Resolution #3: Help patients celebrate today
The medical aspects of cancer care often threaten to consume patients' attention, especially during doctor visits. I can encourage patients to celebrate the small victories, such as a procedure that goes well or an encouraging test result. Celebrations acknowledge patients' accomplishments, help build patients' confidence, give meaning to the hardships, and strengthen the clinician-patient bond. I can encourage patients to find simple ways to celebrate life each day. Doing so sends the messages…
- Every day is a gift.
- It is possible to find some joy in tough times.
- We expect them to find some moments of joy.
- Joy requires effort.
Finally, I can encourage patients to share with their health care team how they celebrate between office visits. Doing so helps patients feel their clinicians see them as people, not "cases." Personal stories help the health care team understand what patients value, which enables them to personalize their care. Patients' photos and stories of celebrating can be precious gifts to the health care team, too, linking all their hard work to moments of joy.

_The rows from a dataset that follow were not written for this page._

PR #2530, opened 2026-07-06
refactor: use `sentinel` for `get` override

ilan-gold:
~~Using `Sentinel` for `RefAcc.get` means users can type-safely do their own overrides without needing our exact value.~~ Pipe dream, `Sentinel` is better than a random object, so now we export it and make it explicit

@ilia-kats sorry about this, @flying-sheep and I both dropped the ball on catching this

- [ ] Closes #
- [ ] Tests added

- [x] Release note not necessary because: live change to existing feature

### DIFF
--- a/docs/accessors.rst
+++ b/docs/accessors.rst
@@ -186,7 +186,7 @@ Extending accessors
 
 There are three layers of extensibility:
 
-#.  subclassing :class:`RefAcc` and creating a new :class:`AdRef` instance for creating them:
+#.  subclassing :class:`AdRef` and creating a new :class:`AdAcc` instance for creating them:
 
     ..  code-block:: python
 
@@ -204,9 +204,6 @@ There are three layers of extensibility:
 
         adata = sc.datasets.pbmc3k_processed()
         plt.scatter(*A.obsm["X_umap"][:, [0, 1]], c=A.obs["n_counts"], data=adata)
-
-    Note that for implementing :meth:`RefAcc.get`, you will need :class:`NO_IDX`.
-
 
 #.  subclass one or more of the :term:`reference accessor`\ s, and create a new :class:`AdAcc` instance:
 
@@ -226,6 +223,9 @@ There are three layers of extensibility:
     >>> A = AdAcc(ref_class=TwoDRef, meta_cls=MyMetaAcc)
     >>> A.obs[["a", "b"]]
     A.obs[['a', 'b']]
+
+    Note that for implementing :meth:`RefAcc.get` when subclassing, you will need :class:`NO_IDX`.
+
 
 #.  subclass :class:`AdAcc` to add new accessors:
 
--- a/docs/accessors.rst
+++ b/docs/accessors.rst
@@ -167,6 +167,7 @@ See :class:`AdAcc` for examples of how to use it to create :term:`reference`\ s 
         :toctree: generated/
 
         Idx2D
+        NO_IDX
 
 ..  toctree::
     :hidden:
@@ -176,6 +177,7 @@ See :class:`AdAcc` for examples of how to use it to create :term:`reference`\ s 
     generated/anndata.acc.MultiAcc
     generated/anndata.acc.GraphAcc
     generated/anndata.acc.Idx2D
+    generated/anndata.acc.NO_IDX
 
 .. _extending accessors:
 
@@ -202,6 +204,8 @@ There are three layers of extensibility:
 
         adata = sc.datasets.pbmc3k_processed()
         plt.scatter(*A.obsm["X_umap"][:, [0, 1]], c=A.obs["n_counts"], data=adata)
+
+    Note that for implementing :meth:`RefAcc.get`, you will need :class:`NO_IDX`.
 
 
 #.  subclass one or more of the :term:`reference accessor`\ s, and create a new :class:`AdAcc` instance:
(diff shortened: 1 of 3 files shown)


ilia-kats:
Sorry, but I don't see how that's better. To use this e.g. [here](https://github.com/scverse/mudata/blob/2a297803d96d018a077a49d3cfaf4acea38f3e0f/src/mudata/acc/__init__.py#L48) I'd still need to import `_NO_IDX`, wouldn't I?

ilan-gold:
> Sorry, but I don't see how that's better. To use this e.g. [here](https://github.com/scverse/mudata/blob/2a297803d96d018a077a49d3cfaf4acea38f3e0f/src/mudata/acc/__init__.py#L48) I'd still need to import _NO_IDX, wouldn't I?

I think the idea here is that you would create your own `Sentinel` object, which would type-check correctly because it is of type `Sentintel` but the actual default object being different would not matter.

ilia-kats:
`super().get()` in the linked method calls your implementation, and you have logic like `if idx is _NO_IDX`, so I think it has to be the same object. Unless I rewrite the mudata method to something like
```python
kwargs = {}
if idx is not _MU_NO_IDX:
    kwargs["idx"] = idx
super().get(..., **kwargs)
```

ilan-gold:
Ah I see now, I was thinking of the function signature and not the underlying implementation. I think what you have there would probably be the way to go unless @flying-sheep has something else to say

src/anndata/acc/__init__.py
```diff
@@ -3,11 +3,15 @@
...
 
 import abc
+import sys
 from collections.abc import Hashable
 from dataclasses import KW_ONLY, dataclass, field
 from functools import cached_property
 from typing import TYPE_CHECKING, ClassVar, cast, overload
 
+if sys.version_info < (3, 15):
+    from typing_extensions import Sentinel
```
flying-sheep: and `if sys.version_info >= (3, 15)`?

src/anndata/acc/__init__.py
```diff
@@ -205,7 +200,7 @@ def get(self, data: D, /) -> FullArray: ...
     @overload
     def get(self, data: D, idx: I, /) -> Array: ...
     @abc.abstractmethod
-    def get(self, data: D, idx: I | _NoIdx = _NO_IDX, /) -> Array | FullArray:
+    def get(self, data: D, idx: I | Sentinel = _NO_IDX, /) -> Array | FullArray:
```
flying-sheep: This should be `| _NO_IDX`, isn’t the whole point that the sentinel is both type and instance object?

ilan-gold: "Sentinels defined in this way **can** be used in type hints" (bold mine) - seems to signal you don't have to use it as both

If we did `| _NO_IDX` we would have to export that object as well for people implementing the `abstractmethod`?

src/anndata/acc/__init__.py
ilan-gold: It should just be available without importing, no?

flying-sheep: Ah, I forgot that it goes straight into `builtins`. Right!

src/anndata/acc/__init__.py
flying-sheep: I think the usual way to use `sentinel`s is that you define one as a constant and export it, as Ilia thought here too: https://github.com/scverse/anndata/pull/2530#issuecomment-4893123316

I don’t think “just any sentinel is accepted here” makes sense because you still check `if idx is _NO_IDX` also people would have to override all call sites when adding their own sentinel so that’s checked instead.

What speaks against exporting it? `def get(..., idx: I | NO_IDX = NO_IDX)` and mention it in the “overriding” section of the docs.

ilan-gold: Fine with exporting it, will do that then.  I'm maybe a bit too much of a "minimalist" in the number of things exported

docs/accessors.rst
ilan-gold: This docs section isn't actually subclassing `RefAcc` - I put the note about `NO_IDX` in this section since I'm not sure the intention of the section overall, but feel free to just edit this branch directly @flying-sheep

src/anndata/acc/__init__.py
flying-sheep: I get that, I just think allowing any sentinel is too confusing an alternative.

docs/accessors.rst
flying-sheep: > the intention of the section overall

Is to give guidance on how to extend.

E.g. `hv-anndata` just adds a new `A` that creates `AdRefs` that have a certain superclass, so the first list item applies

MuData needs to do more so a list item further down applies.

What’s unclear here? If you don’t get it, few people will.

flying-sheep (approved):

docs/accessors.rst
ilan-gold: > What’s unclear here? If you don’t get it, few people will.

"subclassing :class:`RefAcc`" but that is not what happens in the section, though.

> E.g. hv-anndata just adds a new A that creates AdRefs that have a certain superclass, so the first list item applies

Yes besides "subclassing :class:`RefAcc`", I understood what the section does.

flying-sheep: good, so this is just a small issue and not some bigger problem with the section!

I’ll clarify what I meant.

Throughout the year, my survivorship work enables me to know both the fragility and the hopes of life, and with that knowledge to live most fully. To help me practice what I preach, I added three New Year's resolutions I believe can help my own health and happiness as a healer:
- Build my resilience every day.
- Choose healing hopes by asking myself every morning, "What am I hoping for today? How will I nourish that hope?"
- Find something or some way to celebrate each day, whether by wearing my favorite colors, sharing a joke, or spending time with someone or doing something that brings me joy.
With respect and gratitude for your work, I wish you a healthy and happy New Year.